橋本ドクターから紹介してもらった三重耳鼻咽喉科へ行く。
怖がりの俺はいつものように奥さんの付添。
かつて高橋さんとこで受けていた聴力の検査が繰り返される。
それから血圧検査、寝て検査に立って検査。
いったん待合に戻り、再び名前を呼ばれて診察室へ。
「突発性難聴の左耳だけでなく、右耳もあなたの年齢にすればかなり下回っていますね。ことに高い音ではかなりひどい」
やはり高橋さんとこで見せられたのと同じような表が目の前にある。
しかし前に比べると高域での下落が激しい。
「まあ、最近の補聴器はすべての音域を一様に上げていた昔とは違い、それぞれの音域を調整して上げることができるようになってます。ですから聞こえなくなるというような不安はありません。ただ、補聴器を使用する段階でもないようです。生徒さんに「先生は耳を少し悪くしてね、だから大きな声で目を見て話してくれないか」・・・そんな感じで情報を伝えればいいでしょう」
「それは一応やってるんですが、いざとなると忘れますね」
「さて、耳鳴り・めまい・吐き気・・・これらすべては一つの原因から派生しています。しかし耳鳴りは消えることはなりません。でも、和らげることは薬の服用などで可能です。どうでしょうか、2週間ほど薬の服用で様子を見ようと思いますが・・・」
ありがたい。
ともあれ、これで塾にしがみついていられる。
ただ、なんとか生徒を怒らなくていいような展開がベストなんだが・・・。
今日のスタッフは里恵(6期生・国語講師)と龍神(17期生・慶応大学法学部4年)と諒(21期生・三重大学工学部物理工1年)。
俺の怒りを3分の1ずつあげよう。
耳鼻咽喉科のドクターたち、それぞれの病例に対する温度差が激しい。
温度差・・・緊迫感というようなもの。
突発性難聴に関して、高橋先生は少しばかりひどい風邪をひいたかのような雰囲気だった。
ところが宮原先生は、仕事が何をしているのであれ、すぐに入院しなさい! 熱血漢だった。

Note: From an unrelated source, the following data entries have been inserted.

PR #2107, opened 2018-03-02
Subs: Add message to indicate OC has no close date

oeoeaio:
#### What? Why?

Fixes an issue [picked up](https://github.com/openfoodfoundation/openfoodnetwork/pull/2089#issuecomment-367561211) by @sstead while testing #2089: when an order cycle does not have a close date, the corresponding order within the subscription interface said it "closed a few seconds ago". 

#### What should we test?

I've added a message which indicates that the order cycle in question has no close date.

#### Release notes


sstead:
**Testing notes**

All good.

https://docs.google.com/document/d/1MTYRw0xhSR-HtguxIyUgZpyhIvyyYwqAIQzLxIhCC6k/edit#

PR #2633, opened 2018-09-01
WIP - Removed unnecessary css_splitter. See #1361

### LINKED ISSUE #1361: Duplicate CSS definitions from use of css_splitter
Original from Paul:

> I've been looking at the CSS structure of OFN a bit. `css_splitter` is used but it seems like many CSS blocks are being imported twice because:
> 
> * `all.css` uses `@import '*';`
> * `all_split2.css` uses `*= require 'darkswarm/all'` 
> 
> Wont both of these import all the darkswarm CSS files?

## Description

Our `all.css` file includes `all_split2.css` which is entirely contained in `all.css` already. So the include is unnecessary and lets visitors wait longer before they can see the page.

## Expected Behavior

No duplicate CSS code is loaded.

## Actual Behavior

180 kb of duplicate CSS code is loaded via `all_split2.css`.

## Steps to Reproduce

1. Load any page and observe the css include links: `curl -s https://openfoodnetwork.org.au/ | grep 'all.*css'`
2. Compare the two files, for example: `sed -i 's/;/\n/g' *.css; meld *.css`

## Severity

s3 as it affects all users. It doesn't prevent most people from using the platform, but can put customers off that have a slow internet connection (bad mobile signal).

## Your Environment

Observed on the Australia production server:

- all-c448b4e380da3e7c7b14b01981eab7bd.css: 377K
- all_split2.css: 180K

all.css seems to contain third party styles like Foundation, all_split2.css does not.

## Possible Fix

Remove the css splitter and references to all_split2.css.

luisramos0:
Work in Progress.

#### What? Why?

Closes #1361

Removing css_splitter, if it is not necessary, is one solution to #1361.

#### What should we test?
Frontoffice css should remaining the same and the website should look the same.

#### Release notes
Changelog Category: Removed
Removed css splitter.

### DIFF
--- a/Gemfile
+++ b/Gemfile
@@ -103,7 +103,6 @@ gem 'foundation_rails_helper', github: 'willrjmarshall/foundation_rails_helper',
 
 gem 'jquery-rails'
 gem 'jquery-migrate-rails'
-gem 'css_splitter'
 
 gem 'ofn-qz', github: 'openfoodfoundation/ofn-qz', ref: '60da2ae4c44cbb4c8d602f59fb5fff8d0f21db3c'
 
--- a/Gemfile.lock
+++ b/Gemfile.lock
@@ -243,9 +243,7 @@ GEM
       safe_yaml (~> 1.0.0)
     css_parser (1.3.5)
       addressable
-    css_splitter (0.4.5)
-      sprockets (>= 2.0.0)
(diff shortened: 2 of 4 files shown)


luisramos0:
superseeded by #2637

Issue #238, opened 2014-05-14
Build tool to extract data from Stroudco database


pmackay:
This would format the data into the generic format defined in #237

aidandunsdon:
Project and Source Code for Migration Tool is at  

https://github.com/Stroudco/stroudco-data-migration

PR #2636, opened 2018-09-02
Removed old files that were used with, now unsupported, heroku

luisramos0:
#### What? Why?

Raised from the review of #238.

These files are no longer required because heroku is no longer supporte.

#### What should we test?
I don't think this needs testing.

#### Release notes
Changelog Category: Removed
Removed old files used in, now unsupported, heroku.

### DIFF
--- a/Procfile
+++ b/Procfile
@@ -1,1 +1,0 @@
-web: bundle exec unicorn -p $PORT -c ./config/unicorn.rb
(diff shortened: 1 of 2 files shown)


luisramos0:
ahah, I always feel weird about putting release notes for these tiny PRs... but well, I just added something :-)

PR #2637, opened 2018-09-02
Remove duplicate css_splitter references, delete split css file.

### LINKED ISSUE #1361: Duplicate CSS definitions from use of css_splitter

Vadlusk:
#### What? Why?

そして橋本ドクターの奥さんが小さなときから通ったという今日の三重耳鼻咽喉科の荘司先生はその中庸あたり。
誰がいい悪いではない・・・各自各様それぞれがスタイルだ。
しかし、患者の立場とすれば、最初にかかったドクター次第でその病気に対する認識が変わる。
その意味では耳鼻咽喉科の場合、最初にどこの医者に行くか・・・これは大きい。